# Gate Gaurd build (pic heavy!)



## DoctorShadow (Sep 18, 2008)

I have a mask that i couldn't figure out what to do with, then I had an idea.

The Gate Guard is about 8ft tall with large hands, holding a staff.

First I started with the hands made from 1/2 pvc.




























Next I build a frame with 2x4 and 1" pvc, then covered in chicken wire.



















More coming!!


----------



## DoctorShadow (Sep 18, 2008)

Another pic of the frame build with the staff.










After all of this I needed a robe, but as big as this creature is fabric would be costly. So I found the next best thing!

PLASTIC!!










I roll out the plastic and first fitted the torso. I then added the sleeves. All of this was done with staples! 










Next complete pics!!


----------



## DoctorShadow (Sep 18, 2008)

And now the FINISHED Gate Guard!!




























And the top of the staff....










I wish I had the time and money to build a large gate to put behind him. Maybe next year!


----------



## Texan78 (Sep 25, 2008)

Wow that looks great!!! I am sure that will be a nice addition and look very cool at night under some accent lighting. Great job.

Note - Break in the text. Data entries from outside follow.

PR #270, opened 2020-05-07
Simplify data embedding

jwnimmer-tri:
This is an internal-only refactoring that changes the mechanics of how the `sdf/**` file data is embedded into the library.

For one, it solves the https://isocpp.org/wiki/faq/ctors#static-init-order fiasco for the embedded data.  The data is only loaded into memory upon first use, instead of as the library is being loaded.  This is the magic of function-local statics.

It also simplifies the ruby embedding code, making it more concise.  I hope this is easier to maintain, but it also helps me when sharing Drake with consumers that always build from source, but will not install ruby as a compile-time prerequisite (https://github.com/RobotLocomotion/drake/issues/13231).

I am happy to take feedback.  Is this the correct branch to PR into?  Should I be adding a changelog entry?  You are welcome to push fixes to my branch -- it looks like by convention I should not be rebasing nor squashing it?

### DIFF
--- a/src/Converter.cc
+++ b/src/Converter.cc
@@ -29,11 +29,17 @@
 #include "sdf/Types.hh"
 
 #include "Converter.hh"
-
-// This include file is generated at configure time.
-#include "sdf/EmbeddedSdf.hh"
+#include "EmbeddedSdf.hh"
 
 using namespace sdf;
+
+namespace {
+bool EndsWith(const std::string& _a, const std::string& _b)
+{
+  return (_a.size() >= _b.size()) &&
+      (_a.compare(_a.size() - _b.size(), _b.size(), _b) == 0);
+}
+}
 
 /////////////////////////////////////////////////
 bool Converter::Convert(TiXmlDocument *_doc, const std::string &_toVersion,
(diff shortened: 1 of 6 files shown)


src/Converter.cc
```diff
@@ -29,12 +29,18 @@
...
+#include "EmbeddedSdf.hh"
 
 using namespace sdf;
 
+namespace {
+bool EndsWith(const std::string& a, const std::string& b)
+{
+  return (a.size() >= b.size()) &&
+      (a.compare(a.size() - b.size(), b.size(), b) == 0);
+}
```
azeey, line 41: Style: function parameters should start with underscore 
```suggestion
bool EndsWith(const std::string &_a, const std::string &_b)
{
  return (_a.size() >= _b.size()) &&
          (_a.compare(_a.size() - _b.size(), _b.size(), _b) == 0);
}

```

src/Converter.cc
```diff
@@ -73,42 +79,47 @@ bool Converter::Convert(TiXmlDocument *_doc, const std::string &_toVersion,
...
+  std::string curVersion = origVersion;
+  while (curVersion != _toVersion)
   {
-    // Get the SDF to version.
-    toVer = fromIter->second.first;
+    // Find the (at most one) file named, e.g., ".../1_7.convert".
+    std::string snakeVersion = curVersion;
+    std::replace(snakeVersion.begin(), snakeVersion.end(), '.', '_');
+    const std::string suffix = "/" + snakeVersion + ".convert";
+    const char* convert_xml = nullptr;
```
azeey, line 94: nit: `convert_xml` -> `convertXml`

jwnimmer-tri:
FYI I've locally squashed and force-pushed as part of placating the DCO bot

> I wonder how hard it would be to generate the file using CMake.

Probably possible, but there's a more complicated use of ruby still in tools/, so we wouldn't be able to drop the ruby dependency yet.  That could be future work.  For now, this is enough to make my users happier.

src/EmbeddedSdf.hh
```diff
@@ -0,0 +1,40 @@
...
+  inline namespace SDF_VERSION_NAMESPACE {
+  //
+
+  /// \internal
+
+  /// A map where the keys are a source-relative pathnames within the "sdf"
+  /// directory such as "1.8/root.sdf", and the values are the contents of
+  /// that source file.
+  const std::map<std::string, std::string> &GetEmbeddedSdf();
+}
```
EricCousineau-TRI, line 38: nit Mismatched indentation?

scpeters: it looks like we usually close the internal namespace on the same line that it was created ([Converter.hh](https://github.com/osrf/sdformat/blob/master/src/Converter.hh#L30-L112)) but not always ([SDFImplPrivate.hh](https://github.com/osrf/sdformat/blob/master/src/SDFImplPrivate.hh#L29-L51)), so I'm not worried about it

PR #276, opened 2020-05-12
Don't install deprecated parser_urdf.hh header

scpeters:
The `URDF2SDF` class in `parser_urdf.hh` was deprecated in [bitbucket pr #658](https://osrf-migration.github.io/sdformat-gh-pages/#!/osrf/sdformat/pull-requests/658/page/1), and I believe the plan was to remove it from the public API in `libsdformat10`, so this PR removes it from the list of installed headers and moves it to the `src` folder.

I included two additional changes:

* 5e99d80: I removed the deprecation macros from the private header as well as the warning suppression macros.
* 04f84ec: fix a cmake warning about multiline strings (see also https://github.com/osrf/gazebo/issues/2664 and [bitbucket gazebo pr #3138](https://osrf-migration.github.io/gazebo-gh-pages/#!/osrf/gazebo/pull-requests/3138/page/1))

~~I did not remove the `SDFORMAT_VISIBLE` macro for `URDF2SDF` as it was starting to take a while to figure out how to fix it, so I just left that part out.~~ I removed the `SDFORMAT_VISIBLE` macro in b763472.

### DIFF
--- a/Changelog.md
+++ b/Changelog.md
@@ -4,6 +4,9 @@
 
 ### libsdformat 10.0.0 (202X-XX-XX)
 
+1. Don't install deprecated parser_urdf.hh header file, fix cmake warning about newline file, fix cmake warning about newlines.
+    * [Pull request 276](https://github.com/osrf/sdformat/pull/276)
+
 1. Changed the default radius of a Cylinder from 1.0 to 0.5 meters.
     * [BitBucket pull request 643](https://osrf-migration.github.io/sdformat-gh-pages/#!/osrf/sdformat/pull-requests/643)
 
--- a/Changelog.md
+++ b/Changelog.md
@@ -20,6 +20,15 @@
 
 ### libsdformat 9.X.X (202X-XX-XX)
 
+1. Change bitbucket links to GitHub.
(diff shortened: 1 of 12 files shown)


scpeters:
the code_check script apparently doesn't like the visibility macro still being there:

*  [Build Status](https://build.osrfoundation.org/job/sdformat-ci-pr_any-ubuntu_auto-amd64/995/) https://build.osrfoundation.org/job/sdformat-ci-pr_any-ubuntu_auto-amd64/995/cppcheckResult/

scpeters:
> For the symbol visibility issue, I think parser_urdf_TEST.cc needs to be compiled with parser_urdf.cc and SDFExtention.cc similar to what we're doing for Convter_TEST.cc. I think it will also need to link against liburdf*.

good call; I was stuck before, but I think it's working now as of b763472

scpeters:
there were code check complaints about unused private functions, so I made them public (within the private header) and used them in a unit test in 330e6a5

scpeters:

azeey:
Looks good!

scpeters:
I just squashed and will "rebase and merge" once CI clears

Let me know how that 3.5 mil plastic works out for you if you have any problems with tearing or weathering. I normally use 6 mil to make walls to enclose my car port to make a room.


----------



## scareme (Aug 29, 2006)

That's an awesome prop you have there.


----------



## Lilly (Jun 13, 2006)

pretty tall..good job
get a night shot please
cool mask
are you anchoring that so wind doesn't blow it over?


----------



## DoctorShadow (Sep 18, 2008)

Lilly said:


> pretty tall..good job
> get a night shot please
> cool mask
> are you anchoring that so wind doesn't blow it over?


Night shot is coming in about a week. 

I have a plan on anchoring, but at first this was the biggest problem. I have an idea to use metal post on the back. The wind was my biggest fear when building this. It's so tall, but so cool!!


----------



## bignick (Sep 25, 2008)

That is really awesome!!


----------



## michael myers (Sep 3, 2007)

Very nice!!


----------



## Systematic Chaos (Sep 7, 2008)

Impressive! I wouldn't want to come across him lol


----------



## cerinad (Jun 23, 2008)

That thing is Awesome!! I love it!!


----------